* [What to work on] From the entries that follow, reproduce exactly and only the lines from the line with "PR #3899, opened 2025-12-29" to the line with "primary node to", endpoints included.

* [Data listing]
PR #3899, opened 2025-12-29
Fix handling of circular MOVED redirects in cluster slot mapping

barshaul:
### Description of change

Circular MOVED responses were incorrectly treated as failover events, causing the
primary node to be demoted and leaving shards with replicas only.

==

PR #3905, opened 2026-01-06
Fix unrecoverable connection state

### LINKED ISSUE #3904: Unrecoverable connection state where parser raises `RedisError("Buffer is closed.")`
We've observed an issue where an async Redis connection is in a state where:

* [Answer section]
PR #3899, opened 2025-12-29
Fix handling of circular MOVED redirects in cluster slot mapping

barshaul:
### Description of change

Circular MOVED responses were incorrectly treated as failover events, causing the
primary node to be demoted and leaving shards with replicas only.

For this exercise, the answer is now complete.